# [WORK ORDER]
What lines of the data below include the word "Android"? Report them by copying each.

# [RECORDS FOR THIS EXERCISE]

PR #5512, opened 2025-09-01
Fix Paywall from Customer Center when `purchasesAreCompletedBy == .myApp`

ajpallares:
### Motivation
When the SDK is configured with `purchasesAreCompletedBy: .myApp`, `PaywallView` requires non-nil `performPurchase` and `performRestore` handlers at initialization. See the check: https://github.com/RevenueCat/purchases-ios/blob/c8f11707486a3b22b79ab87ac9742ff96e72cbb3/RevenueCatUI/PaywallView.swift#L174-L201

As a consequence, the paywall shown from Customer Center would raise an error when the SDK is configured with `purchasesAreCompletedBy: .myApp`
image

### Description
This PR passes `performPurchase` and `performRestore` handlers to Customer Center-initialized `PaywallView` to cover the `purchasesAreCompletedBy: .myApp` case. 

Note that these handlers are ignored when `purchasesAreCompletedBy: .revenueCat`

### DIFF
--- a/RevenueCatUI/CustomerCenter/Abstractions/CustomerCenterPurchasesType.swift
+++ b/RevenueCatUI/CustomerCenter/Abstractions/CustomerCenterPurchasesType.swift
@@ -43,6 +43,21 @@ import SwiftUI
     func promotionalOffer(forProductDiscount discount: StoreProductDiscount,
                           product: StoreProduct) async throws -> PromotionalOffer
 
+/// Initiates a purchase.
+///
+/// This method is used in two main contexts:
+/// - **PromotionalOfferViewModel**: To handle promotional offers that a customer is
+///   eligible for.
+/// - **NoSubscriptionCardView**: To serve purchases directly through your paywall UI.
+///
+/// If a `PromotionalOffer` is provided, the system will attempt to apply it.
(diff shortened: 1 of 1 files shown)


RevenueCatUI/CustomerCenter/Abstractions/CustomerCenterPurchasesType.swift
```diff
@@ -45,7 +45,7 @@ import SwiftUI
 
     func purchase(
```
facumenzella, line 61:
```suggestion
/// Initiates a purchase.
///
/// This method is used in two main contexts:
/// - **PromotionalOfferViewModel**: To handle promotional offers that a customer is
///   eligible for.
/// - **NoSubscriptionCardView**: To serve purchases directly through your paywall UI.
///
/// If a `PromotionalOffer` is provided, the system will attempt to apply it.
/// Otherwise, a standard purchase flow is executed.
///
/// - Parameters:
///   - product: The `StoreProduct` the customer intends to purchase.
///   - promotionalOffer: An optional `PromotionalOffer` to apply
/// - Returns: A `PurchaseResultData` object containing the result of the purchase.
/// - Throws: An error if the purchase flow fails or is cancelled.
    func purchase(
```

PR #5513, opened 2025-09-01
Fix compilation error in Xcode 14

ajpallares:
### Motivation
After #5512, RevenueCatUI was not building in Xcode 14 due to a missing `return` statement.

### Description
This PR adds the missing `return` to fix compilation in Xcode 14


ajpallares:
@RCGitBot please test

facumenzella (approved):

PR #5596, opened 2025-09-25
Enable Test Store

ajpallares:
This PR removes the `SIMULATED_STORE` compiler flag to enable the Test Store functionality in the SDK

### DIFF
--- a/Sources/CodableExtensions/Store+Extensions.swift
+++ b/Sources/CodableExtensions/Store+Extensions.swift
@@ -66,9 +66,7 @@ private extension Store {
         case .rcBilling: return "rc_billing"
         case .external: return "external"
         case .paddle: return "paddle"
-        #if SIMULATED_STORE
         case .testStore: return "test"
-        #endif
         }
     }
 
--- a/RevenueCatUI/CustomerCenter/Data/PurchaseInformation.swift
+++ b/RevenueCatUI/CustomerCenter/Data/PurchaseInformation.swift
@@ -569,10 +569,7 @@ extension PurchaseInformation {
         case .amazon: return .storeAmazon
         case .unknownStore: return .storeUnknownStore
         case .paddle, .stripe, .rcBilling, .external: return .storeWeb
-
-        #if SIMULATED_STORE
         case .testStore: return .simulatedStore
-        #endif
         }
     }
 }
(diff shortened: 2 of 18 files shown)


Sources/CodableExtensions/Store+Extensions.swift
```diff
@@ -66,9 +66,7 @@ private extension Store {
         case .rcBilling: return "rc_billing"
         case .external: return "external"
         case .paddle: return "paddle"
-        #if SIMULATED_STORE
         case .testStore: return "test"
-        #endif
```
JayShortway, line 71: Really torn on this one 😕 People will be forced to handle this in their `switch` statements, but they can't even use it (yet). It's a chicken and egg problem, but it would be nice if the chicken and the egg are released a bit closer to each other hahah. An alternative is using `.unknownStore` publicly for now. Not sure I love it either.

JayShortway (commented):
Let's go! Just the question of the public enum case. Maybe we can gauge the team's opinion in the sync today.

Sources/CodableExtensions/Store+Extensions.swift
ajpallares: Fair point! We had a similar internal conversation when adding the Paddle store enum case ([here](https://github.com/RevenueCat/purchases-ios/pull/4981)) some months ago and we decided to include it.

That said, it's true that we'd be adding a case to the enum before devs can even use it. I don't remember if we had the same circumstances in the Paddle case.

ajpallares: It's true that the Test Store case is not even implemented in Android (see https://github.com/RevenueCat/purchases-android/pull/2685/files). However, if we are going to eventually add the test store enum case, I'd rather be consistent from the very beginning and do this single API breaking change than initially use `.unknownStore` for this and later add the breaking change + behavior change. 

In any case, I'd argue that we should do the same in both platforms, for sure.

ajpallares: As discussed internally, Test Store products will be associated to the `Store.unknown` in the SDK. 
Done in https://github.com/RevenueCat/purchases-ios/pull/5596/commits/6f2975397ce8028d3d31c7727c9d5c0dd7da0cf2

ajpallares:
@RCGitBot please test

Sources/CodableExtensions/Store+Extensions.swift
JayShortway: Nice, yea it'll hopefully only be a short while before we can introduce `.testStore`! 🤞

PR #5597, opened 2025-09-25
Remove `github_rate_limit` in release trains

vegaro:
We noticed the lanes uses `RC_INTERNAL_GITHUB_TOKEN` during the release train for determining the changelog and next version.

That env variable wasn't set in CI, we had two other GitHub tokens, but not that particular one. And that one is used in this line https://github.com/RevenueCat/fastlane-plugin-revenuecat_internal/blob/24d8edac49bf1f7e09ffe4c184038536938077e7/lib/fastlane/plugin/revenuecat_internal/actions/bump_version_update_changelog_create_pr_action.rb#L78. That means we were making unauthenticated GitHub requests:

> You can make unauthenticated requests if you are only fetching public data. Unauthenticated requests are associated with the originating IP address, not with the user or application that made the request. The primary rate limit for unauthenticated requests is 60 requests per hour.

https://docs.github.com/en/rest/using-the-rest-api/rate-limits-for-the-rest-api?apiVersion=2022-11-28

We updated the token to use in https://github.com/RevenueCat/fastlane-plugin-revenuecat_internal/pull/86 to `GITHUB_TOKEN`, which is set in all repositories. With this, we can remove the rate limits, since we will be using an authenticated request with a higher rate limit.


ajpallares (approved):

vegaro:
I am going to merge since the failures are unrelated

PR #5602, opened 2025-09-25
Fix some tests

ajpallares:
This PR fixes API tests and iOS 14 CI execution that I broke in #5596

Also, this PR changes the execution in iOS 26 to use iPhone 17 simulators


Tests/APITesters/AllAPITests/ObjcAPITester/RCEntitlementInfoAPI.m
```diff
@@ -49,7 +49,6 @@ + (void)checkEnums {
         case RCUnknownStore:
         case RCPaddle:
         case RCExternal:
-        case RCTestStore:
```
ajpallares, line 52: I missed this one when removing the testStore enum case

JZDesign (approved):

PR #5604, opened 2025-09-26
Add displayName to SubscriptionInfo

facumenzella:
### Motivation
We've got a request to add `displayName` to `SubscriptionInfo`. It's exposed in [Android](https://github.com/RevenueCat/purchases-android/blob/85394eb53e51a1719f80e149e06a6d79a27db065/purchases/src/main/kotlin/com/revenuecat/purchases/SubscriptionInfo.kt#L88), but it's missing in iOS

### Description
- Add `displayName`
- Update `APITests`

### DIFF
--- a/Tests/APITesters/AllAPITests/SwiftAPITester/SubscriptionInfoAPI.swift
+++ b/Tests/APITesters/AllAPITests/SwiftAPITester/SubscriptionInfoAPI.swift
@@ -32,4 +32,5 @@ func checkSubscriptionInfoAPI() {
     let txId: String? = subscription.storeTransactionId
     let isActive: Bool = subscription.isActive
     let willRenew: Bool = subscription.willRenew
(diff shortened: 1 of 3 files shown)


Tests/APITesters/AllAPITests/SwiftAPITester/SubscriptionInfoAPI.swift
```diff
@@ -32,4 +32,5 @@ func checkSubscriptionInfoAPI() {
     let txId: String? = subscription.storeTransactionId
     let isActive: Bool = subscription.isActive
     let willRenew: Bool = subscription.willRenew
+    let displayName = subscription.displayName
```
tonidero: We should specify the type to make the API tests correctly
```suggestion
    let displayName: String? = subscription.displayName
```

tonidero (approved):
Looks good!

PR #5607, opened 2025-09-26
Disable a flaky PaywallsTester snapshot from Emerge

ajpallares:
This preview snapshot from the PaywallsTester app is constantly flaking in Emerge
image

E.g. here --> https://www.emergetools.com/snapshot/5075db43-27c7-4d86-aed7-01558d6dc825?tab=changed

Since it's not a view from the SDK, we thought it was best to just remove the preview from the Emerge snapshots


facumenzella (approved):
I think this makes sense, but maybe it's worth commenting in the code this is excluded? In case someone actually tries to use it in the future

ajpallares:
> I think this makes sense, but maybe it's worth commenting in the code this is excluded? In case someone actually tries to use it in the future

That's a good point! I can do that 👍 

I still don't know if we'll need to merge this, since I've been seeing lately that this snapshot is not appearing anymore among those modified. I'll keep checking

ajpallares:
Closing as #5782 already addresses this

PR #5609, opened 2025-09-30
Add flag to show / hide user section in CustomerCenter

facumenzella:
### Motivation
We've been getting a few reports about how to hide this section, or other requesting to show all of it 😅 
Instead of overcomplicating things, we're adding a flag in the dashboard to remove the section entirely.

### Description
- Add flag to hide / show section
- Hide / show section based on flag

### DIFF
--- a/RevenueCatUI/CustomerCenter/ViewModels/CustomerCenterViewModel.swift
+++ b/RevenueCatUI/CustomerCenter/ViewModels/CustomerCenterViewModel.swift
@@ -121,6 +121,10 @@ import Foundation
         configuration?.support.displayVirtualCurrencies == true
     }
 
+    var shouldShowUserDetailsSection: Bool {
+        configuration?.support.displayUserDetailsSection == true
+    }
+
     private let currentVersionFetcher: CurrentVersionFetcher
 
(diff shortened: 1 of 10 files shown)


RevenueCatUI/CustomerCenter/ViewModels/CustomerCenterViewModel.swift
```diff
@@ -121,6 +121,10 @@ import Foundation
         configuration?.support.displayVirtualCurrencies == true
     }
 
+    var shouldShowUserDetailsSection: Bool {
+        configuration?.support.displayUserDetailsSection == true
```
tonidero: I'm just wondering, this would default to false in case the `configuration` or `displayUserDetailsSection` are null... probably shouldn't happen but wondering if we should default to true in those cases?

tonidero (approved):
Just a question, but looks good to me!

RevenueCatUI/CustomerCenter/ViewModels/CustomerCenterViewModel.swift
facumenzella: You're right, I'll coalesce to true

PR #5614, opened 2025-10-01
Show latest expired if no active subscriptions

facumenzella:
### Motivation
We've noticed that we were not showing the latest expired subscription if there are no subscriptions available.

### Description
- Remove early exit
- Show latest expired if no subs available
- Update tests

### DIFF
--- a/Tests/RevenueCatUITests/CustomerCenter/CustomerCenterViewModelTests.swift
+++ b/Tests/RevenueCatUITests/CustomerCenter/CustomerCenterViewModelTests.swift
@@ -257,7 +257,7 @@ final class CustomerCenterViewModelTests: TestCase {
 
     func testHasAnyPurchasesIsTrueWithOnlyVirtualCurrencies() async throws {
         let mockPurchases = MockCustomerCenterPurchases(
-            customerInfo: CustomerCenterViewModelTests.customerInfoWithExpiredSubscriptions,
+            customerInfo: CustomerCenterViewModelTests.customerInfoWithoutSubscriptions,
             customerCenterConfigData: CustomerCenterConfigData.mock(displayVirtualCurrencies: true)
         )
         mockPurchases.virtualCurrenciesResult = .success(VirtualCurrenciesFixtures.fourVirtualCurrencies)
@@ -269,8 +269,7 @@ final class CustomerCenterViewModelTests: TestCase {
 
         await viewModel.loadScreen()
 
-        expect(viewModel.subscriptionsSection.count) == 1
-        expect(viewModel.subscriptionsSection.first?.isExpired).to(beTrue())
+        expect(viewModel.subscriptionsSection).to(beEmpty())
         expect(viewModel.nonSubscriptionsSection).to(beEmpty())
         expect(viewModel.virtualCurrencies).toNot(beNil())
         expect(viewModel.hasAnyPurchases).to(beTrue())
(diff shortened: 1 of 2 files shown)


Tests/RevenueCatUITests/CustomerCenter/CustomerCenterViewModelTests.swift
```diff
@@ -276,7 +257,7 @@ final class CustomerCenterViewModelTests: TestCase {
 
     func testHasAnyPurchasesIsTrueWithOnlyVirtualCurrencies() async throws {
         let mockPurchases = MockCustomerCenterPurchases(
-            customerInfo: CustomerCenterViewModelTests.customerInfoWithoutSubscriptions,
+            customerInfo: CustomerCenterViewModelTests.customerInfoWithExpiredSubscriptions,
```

# [ANSWER TO THE EXERCISE]
ajpallares: It's true that the Test Store case is not even implemented in Android (see https://github.com/RevenueCat/purchases-android/pull/2685/files). However, if we are going to eventually add the test store enum case, I'd rather be consistent from the very beginning and do this single API breaking change than initially use `.unknownStore` for this and later add the breaking change + behavior change. 
We've got a request to add `displayName` to `SubscriptionInfo`. It's exposed in [Android](https://github.com/RevenueCat/purchases-android/blob/85394eb53e51a1719f80e149e06a6d79a27db065/purchases/src/main/kotlin/com/revenuecat/purchases/SubscriptionInfo.kt#L88), but it's missing in iOS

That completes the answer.